### Required action
Wherever the string "origin" turns up in the data, copy the whole line.

──────── Data to use

PR #634, opened 2015-04-23
added fileto branch

Dana-G:
added empty file to branch


ashtonthomas:
@Dana-G, thanks for the PR! Looks like you are off to a good start. Please note that you created this pull request from your `master` branch which means that you now have a empty test file living on your master  branch. It is advised to do everything on a feature branch. `just_git` in this case. The reason for this is because we want to keep each exercise clean (we want to cut a new feature/topic branch from a clean master each time). I recommend the following to get your master back in a clean state:
```
git reset --hard 9929c41749239e2bdd71f5bbee4319b6edfce748
# only force push this once and avoid it from now own
git push -f origin master
git checkout -b new_topic_branch
# do some stuff
git add .
git commit -m "adding files for my exercise"
git push origin new_topic_branch
git checkout master
git checkout -b next_exercise_branch
# repeat...
```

────────────────

### Task solution
git push -f origin master
git push origin new_topic_branch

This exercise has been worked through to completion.